# Data section
────────────────

PR #2281, opened 2023-07-12
Add TaskResult.cancellable to allow for cancellation errors to not be wrapped as part of the result

klundberg:
In the app I'm working on at work presently, I've found that normal TaskResults aren't as ideal when used in a context where tasks can be cancelled, as those cancellation errors could be processed by the reducer at a point where I don't want them to be (like after nilling out some optional state that an ifLet reducer uses). I also would prefer to not need to filter out cancellation errors from my reducers if a taskresult that can be cancelled would have that cancellation error fed into a reducer action. 

For tasks that I know can be cancelled and that I want to keep free of cancellation errors, I've added this static function in my own codebase which has helped. Usage-wise it looks like this:
```swift
case .someAction:
  return .run { send in
    try await send(.responseAction(TaskResult.cancellable { try await someOperation() }))
  }
}
```

Cancellation errors are thrown so that they could be handled and ignored by EffectTask, while non-cancellation errors are still wrapped in the TaskResult to be processed by the reducer.

I figured this would be valuable to other folks using TaskResult, hence this PR. I would argue that this behavior should instead go in `TaskResult.init(catching:)` but I don't want to introduce a source-incompatible change that would require lots of people adding `try` everywhere, especially if they may not want this behavior yet.

### DIFF
--- a/Sources/ComposableArchitecture/Effects/TaskResult.swift
+++ b/Sources/ComposableArchitecture/Effects/TaskResult.swift
@@ -124,6 +124,21 @@ public enum TaskResult<Success: Sendable>: Sendable {
       self = .failure(error)
     }
   }
+  
+  /// Throwing variant of `init(catching:)` that only throws `CancellationError`s if the task this is run within is cancelled.
+  /// This is useful if you don't want cancellation errors to be processed by a reducer like other errors.
+  ///
+  /// - Parameter body: An async, throwing closure.
+  @inlinable
+  public static func cancellable(catching body: @Sendable () async throws -> Success) async throws -> Self {
+    do {
+      return .success(try await body())
+    } catch let error as CancellationError {
+      throw error
+    } catch {
+      return .failure(error)
+    }
+  }
 
   /// Transforms a `Result` into a `TaskResult`, erasing its `Failure` to `Error`.
   ///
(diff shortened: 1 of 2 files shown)


stephencelis:
Hey @klundberg! Thanks for taking the time to PR. We actually considered this as the default functionality in this PR:

https://github.com/pointfreeco/swift-composable-architecture/pull/1934

The discussion there may be illuminating, but we came to the conclusion that `TaskResult` should be sugar for `do { … } catch { … }` in the same way `Result` is, and that swallowing cancellation errors should be at the `Effect.run` level only. In general, when you have an effect that expects to feed data into the system, you likely have intermediate state, like `isLoading`, that should be cleaned up, and if you swallow cancellation then you have no ability to do so.

I definitely think your helper is useful if you are careful and know what you're doing, but I think we probably don't want to ship it directly in the library, as it may lead to folks accidentally introducing bugs into their applications in some cases. What do you think?

klundberg:
I'm all for caution here, and if you think it's not appropriate as a built-in library feature due to potential misuse then I'm ok with not including it. Thanks for linking that PR as well, I hadnt seen it and the discussion was good to read, and some of the examples i hadnt thought of as well regarding possible bugs.

I don't recall if this is how things work today or not, but if automatic cancellation with the new navigation features avoids the issue of sending cancellation errors into the reducer when its state is cleared, then that's one fewer thing to need to worry about solving with a cancellation-aware task result.

I'll close the PR then and keep an eye out for any future discussion on this topic :)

────────────────

# What to do
Each record must be repeated exactly as it is.

# Solution for this task
PR #2281, opened 2023-07-12
Add TaskResult.cancellable to allow for cancellation errors to not be wrapped as part of the result

klundberg:
In the app I'm working on at work presently, I've found that normal TaskResults aren't as ideal when used in a context where tasks can be cancelled, as those cancellation errors could be processed by the reducer at a point where I don't want them to be (like after nilling out some optional state that an ifLet reducer uses). I also would prefer to not need to filter out cancellation errors from my reducers if a taskresult that can be cancelled would have that cancellation error fed into a reducer action. 

For tasks that I know can be cancelled and that I want to keep free of cancellation errors, I've added this static function in my own codebase which has helped. Usage-wise it looks like this:
```swift
case .someAction:
  return .run { send in
    try await send(.responseAction(TaskResult.cancellable { try await someOperation() }))
  }
}
```

Cancellation errors are thrown so that they could be handled and ignored by EffectTask, while non-cancellation errors are still wrapped in the TaskResult to be processed by the reducer.

I figured this would be valuable to other folks using TaskResult, hence this PR. I would argue that this behavior should instead go in `TaskResult.init(catching:)` but I don't want to introduce a source-incompatible change that would require lots of people adding `try` everywhere, especially if they may not want this behavior yet.

### DIFF
--- a/Sources/ComposableArchitecture/Effects/TaskResult.swift
+++ b/Sources/ComposableArchitecture/Effects/TaskResult.swift
@@ -124,6 +124,21 @@ public enum TaskResult<Success: Sendable>: Sendable {
       self = .failure(error)
     }
   }
+  
+  /// Throwing variant of `init(catching:)` that only throws `CancellationError`s if the task this is run within is cancelled.
+  /// This is useful if you don't want cancellation errors to be processed by a reducer like other errors.
+  ///
+  /// - Parameter body: An async, throwing closure.
+  @inlinable
+  public static func cancellable(catching body: @Sendable () async throws -> Success) async throws -> Self {
+    do {
+      return .success(try await body())
+    } catch let error as CancellationError {
+      throw error
+    } catch {
+      return .failure(error)
+    }
+  }
 
   /// Transforms a `Result` into a `TaskResult`, erasing its `Failure` to `Error`.
   ///
(diff shortened: 1 of 2 files shown)


stephencelis:
Hey @klundberg! Thanks for taking the time to PR. We actually considered this as the default functionality in this PR:

https://github.com/pointfreeco/swift-composable-architecture/pull/1934

The discussion there may be illuminating, but we came to the conclusion that `TaskResult` should be sugar for `do { … } catch { … }` in the same way `Result` is, and that swallowing cancellation errors should be at the `Effect.run` level only. In general, when you have an effect that expects to feed data into the system, you likely have intermediate state, like `isLoading`, that should be cleaned up, and if you swallow cancellation then you have no ability to do so.

I definitely think your helper is useful if you are careful and know what you're doing, but I think we probably don't want to ship it directly in the library, as it may lead to folks accidentally introducing bugs into their applications in some cases. What do you think?

klundberg:
I'm all for caution here, and if you think it's not appropriate as a built-in library feature due to potential misuse then I'm ok with not including it. Thanks for linking that PR as well, I hadnt seen it and the discussion was good to read, and some of the examples i hadnt thought of as well regarding possible bugs.

I don't recall if this is how things work today or not, but if automatic cancellation with the new navigation features avoids the issue of sending cancellation errors into the reducer when its state is cleared, then that's one fewer thing to need to worry about solving with a cancellation-aware task result.

I'll close the PR then and keep an eye out for any future discussion on this topic :)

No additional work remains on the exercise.